Problem details: Beginning with the line that contains "vigneshshanmugam: We can" and concluding with the final line of the listing below, output each line exactly, and only those lines.

── The data

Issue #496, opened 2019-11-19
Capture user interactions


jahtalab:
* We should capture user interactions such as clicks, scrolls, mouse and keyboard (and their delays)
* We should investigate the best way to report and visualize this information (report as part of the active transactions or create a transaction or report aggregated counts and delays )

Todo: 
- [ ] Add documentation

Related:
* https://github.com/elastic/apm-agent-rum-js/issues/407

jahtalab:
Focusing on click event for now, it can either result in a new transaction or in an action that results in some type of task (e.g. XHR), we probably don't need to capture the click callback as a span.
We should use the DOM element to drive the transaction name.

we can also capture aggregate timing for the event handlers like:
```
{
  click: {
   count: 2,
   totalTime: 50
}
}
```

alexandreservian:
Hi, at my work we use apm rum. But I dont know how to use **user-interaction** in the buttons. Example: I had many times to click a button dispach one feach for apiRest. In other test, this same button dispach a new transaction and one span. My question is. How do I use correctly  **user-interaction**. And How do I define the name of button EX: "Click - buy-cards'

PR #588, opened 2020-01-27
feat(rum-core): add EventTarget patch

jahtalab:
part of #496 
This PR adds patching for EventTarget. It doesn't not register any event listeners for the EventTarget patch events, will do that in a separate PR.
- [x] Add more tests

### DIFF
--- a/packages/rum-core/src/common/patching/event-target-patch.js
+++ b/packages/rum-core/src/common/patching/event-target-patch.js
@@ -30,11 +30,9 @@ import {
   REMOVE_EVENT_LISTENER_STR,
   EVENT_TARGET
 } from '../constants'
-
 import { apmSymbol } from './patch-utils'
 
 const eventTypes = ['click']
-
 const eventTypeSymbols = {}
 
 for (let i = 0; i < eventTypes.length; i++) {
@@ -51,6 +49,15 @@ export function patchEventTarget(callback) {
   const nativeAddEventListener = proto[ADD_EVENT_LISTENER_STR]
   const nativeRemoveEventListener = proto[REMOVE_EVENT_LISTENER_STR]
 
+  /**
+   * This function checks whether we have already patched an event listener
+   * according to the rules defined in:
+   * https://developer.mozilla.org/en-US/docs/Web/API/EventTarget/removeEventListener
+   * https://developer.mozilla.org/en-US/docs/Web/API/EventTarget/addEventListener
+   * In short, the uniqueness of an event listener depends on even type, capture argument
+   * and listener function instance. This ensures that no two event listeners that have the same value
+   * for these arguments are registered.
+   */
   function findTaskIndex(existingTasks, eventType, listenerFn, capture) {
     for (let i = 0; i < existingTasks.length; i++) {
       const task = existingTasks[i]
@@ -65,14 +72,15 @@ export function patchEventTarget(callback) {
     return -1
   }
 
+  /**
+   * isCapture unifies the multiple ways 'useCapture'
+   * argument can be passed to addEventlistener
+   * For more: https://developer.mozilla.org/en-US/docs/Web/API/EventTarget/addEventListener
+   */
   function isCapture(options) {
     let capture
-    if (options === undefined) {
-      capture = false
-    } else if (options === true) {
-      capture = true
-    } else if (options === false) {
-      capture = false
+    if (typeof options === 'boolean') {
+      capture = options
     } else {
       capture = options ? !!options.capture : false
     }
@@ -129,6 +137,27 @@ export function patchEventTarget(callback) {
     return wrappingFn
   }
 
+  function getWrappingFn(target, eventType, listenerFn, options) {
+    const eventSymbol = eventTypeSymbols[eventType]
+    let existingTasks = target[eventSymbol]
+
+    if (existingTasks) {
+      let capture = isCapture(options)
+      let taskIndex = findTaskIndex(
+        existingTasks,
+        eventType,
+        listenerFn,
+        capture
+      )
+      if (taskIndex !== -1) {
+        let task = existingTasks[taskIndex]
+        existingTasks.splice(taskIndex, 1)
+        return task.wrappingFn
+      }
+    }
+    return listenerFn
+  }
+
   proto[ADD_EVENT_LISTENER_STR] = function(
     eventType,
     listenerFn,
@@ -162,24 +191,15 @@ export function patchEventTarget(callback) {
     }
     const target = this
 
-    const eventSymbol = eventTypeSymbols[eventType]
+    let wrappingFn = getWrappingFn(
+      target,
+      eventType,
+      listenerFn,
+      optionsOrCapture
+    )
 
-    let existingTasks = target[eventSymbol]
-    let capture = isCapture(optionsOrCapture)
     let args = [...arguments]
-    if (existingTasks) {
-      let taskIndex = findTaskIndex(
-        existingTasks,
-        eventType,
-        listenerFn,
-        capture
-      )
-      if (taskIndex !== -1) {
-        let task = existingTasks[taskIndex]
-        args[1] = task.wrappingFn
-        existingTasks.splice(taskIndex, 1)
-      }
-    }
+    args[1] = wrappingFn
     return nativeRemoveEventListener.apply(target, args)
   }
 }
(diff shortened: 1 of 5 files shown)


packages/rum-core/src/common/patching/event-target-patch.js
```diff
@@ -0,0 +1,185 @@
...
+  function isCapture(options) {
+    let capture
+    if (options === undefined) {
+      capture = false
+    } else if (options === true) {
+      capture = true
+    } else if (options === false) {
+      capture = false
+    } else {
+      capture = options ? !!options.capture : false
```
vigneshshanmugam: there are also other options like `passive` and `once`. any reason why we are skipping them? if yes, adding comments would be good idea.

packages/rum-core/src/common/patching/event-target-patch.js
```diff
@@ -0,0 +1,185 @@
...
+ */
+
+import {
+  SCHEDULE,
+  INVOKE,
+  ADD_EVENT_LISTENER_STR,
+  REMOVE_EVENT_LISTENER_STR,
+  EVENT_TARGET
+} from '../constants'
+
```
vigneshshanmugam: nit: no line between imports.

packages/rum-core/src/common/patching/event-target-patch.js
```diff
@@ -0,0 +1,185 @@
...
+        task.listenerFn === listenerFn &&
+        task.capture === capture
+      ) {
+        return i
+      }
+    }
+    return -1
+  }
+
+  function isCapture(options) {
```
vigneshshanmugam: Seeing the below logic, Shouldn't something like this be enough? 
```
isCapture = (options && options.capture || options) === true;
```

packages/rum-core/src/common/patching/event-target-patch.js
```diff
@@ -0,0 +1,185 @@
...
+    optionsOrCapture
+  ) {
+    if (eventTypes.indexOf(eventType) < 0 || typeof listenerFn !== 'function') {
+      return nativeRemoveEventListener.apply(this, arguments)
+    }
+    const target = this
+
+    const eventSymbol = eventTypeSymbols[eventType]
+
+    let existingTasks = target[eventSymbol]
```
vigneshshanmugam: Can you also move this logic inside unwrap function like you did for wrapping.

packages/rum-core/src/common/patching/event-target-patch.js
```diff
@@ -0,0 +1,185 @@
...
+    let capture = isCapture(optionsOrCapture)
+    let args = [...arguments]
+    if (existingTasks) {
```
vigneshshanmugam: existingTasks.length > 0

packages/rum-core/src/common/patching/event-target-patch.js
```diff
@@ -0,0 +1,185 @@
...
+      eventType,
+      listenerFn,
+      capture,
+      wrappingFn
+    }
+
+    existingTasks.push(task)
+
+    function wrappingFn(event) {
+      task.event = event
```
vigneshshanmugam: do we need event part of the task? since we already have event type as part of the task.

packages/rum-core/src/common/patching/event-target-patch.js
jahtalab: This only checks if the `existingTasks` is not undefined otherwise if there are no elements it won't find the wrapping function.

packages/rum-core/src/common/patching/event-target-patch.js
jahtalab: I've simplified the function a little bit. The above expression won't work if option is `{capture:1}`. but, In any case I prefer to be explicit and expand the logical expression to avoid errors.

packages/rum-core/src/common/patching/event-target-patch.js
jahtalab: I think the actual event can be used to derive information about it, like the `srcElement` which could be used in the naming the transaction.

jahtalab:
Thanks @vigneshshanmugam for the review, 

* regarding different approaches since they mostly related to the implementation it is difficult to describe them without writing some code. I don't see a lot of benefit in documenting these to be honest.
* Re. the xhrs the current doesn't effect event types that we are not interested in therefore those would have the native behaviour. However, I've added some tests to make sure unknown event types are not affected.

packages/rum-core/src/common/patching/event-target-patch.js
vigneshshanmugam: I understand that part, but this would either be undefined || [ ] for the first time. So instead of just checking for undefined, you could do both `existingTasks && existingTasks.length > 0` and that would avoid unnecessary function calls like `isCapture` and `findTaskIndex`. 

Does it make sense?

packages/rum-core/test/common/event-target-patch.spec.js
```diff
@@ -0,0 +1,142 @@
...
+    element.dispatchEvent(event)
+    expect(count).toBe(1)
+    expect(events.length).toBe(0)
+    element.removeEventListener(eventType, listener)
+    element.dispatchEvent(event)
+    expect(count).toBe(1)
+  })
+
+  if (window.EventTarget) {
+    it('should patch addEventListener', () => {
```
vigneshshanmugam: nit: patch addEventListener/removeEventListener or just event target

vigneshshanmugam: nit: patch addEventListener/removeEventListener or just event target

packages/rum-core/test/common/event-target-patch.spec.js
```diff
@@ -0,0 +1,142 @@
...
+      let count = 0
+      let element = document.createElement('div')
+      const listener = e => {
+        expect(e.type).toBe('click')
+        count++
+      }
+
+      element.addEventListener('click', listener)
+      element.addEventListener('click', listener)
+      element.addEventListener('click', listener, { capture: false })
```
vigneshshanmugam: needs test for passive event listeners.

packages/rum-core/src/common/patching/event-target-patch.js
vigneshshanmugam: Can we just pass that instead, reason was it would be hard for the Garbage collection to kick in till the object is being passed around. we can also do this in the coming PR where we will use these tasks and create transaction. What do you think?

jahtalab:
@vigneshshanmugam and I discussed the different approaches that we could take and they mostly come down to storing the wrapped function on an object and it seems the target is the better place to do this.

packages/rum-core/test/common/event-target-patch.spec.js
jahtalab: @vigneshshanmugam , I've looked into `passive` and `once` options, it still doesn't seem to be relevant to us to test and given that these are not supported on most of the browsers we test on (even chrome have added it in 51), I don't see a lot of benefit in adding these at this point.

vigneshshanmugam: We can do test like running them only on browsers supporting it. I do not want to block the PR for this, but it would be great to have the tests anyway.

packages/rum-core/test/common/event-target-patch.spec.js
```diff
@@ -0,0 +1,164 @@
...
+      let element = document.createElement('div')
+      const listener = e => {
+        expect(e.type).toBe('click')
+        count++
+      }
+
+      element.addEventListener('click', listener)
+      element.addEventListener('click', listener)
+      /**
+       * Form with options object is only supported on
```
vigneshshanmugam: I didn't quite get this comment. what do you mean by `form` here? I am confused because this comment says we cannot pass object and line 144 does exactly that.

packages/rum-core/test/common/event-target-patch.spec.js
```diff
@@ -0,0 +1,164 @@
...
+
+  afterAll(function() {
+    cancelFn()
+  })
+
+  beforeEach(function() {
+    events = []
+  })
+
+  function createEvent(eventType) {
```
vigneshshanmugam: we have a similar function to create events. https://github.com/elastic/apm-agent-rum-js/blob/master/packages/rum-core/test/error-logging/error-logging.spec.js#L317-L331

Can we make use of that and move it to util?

────

Written answer:
vigneshshanmugam: We can do test like running them only on browsers supporting it. I do not want to block the PR for this, but it would be great to have the tests anyway.

packages/rum-core/test/common/event-target-patch.spec.js
```diff
@@ -0,0 +1,164 @@
...
+      let element = document.createElement('div')
+      const listener = e => {
+        expect(e.type).toBe('click')
+        count++
+      }
+
+      element.addEventListener('click', listener)
+      element.addEventListener('click', listener)
+      /**
+       * Form with options object is only supported on
```
vigneshshanmugam: I didn't quite get this comment. what do you mean by `form` here? I am confused because this comment says we cannot pass object and line 144 does exactly that.

packages/rum-core/test/common/event-target-patch.spec.js
```diff
@@ -0,0 +1,164 @@
...
+
+  afterAll(function() {
+    cancelFn()
+  })
+
+  beforeEach(function() {
+    events = []
+  })
+
+  function createEvent(eventType) {
```
vigneshshanmugam: we have a similar function to create events. https://github.com/elastic/apm-agent-rum-js/blob/master/packages/rum-core/test/error-logging/error-logging.spec.js#L317-L331

Can we make use of that and move it to util?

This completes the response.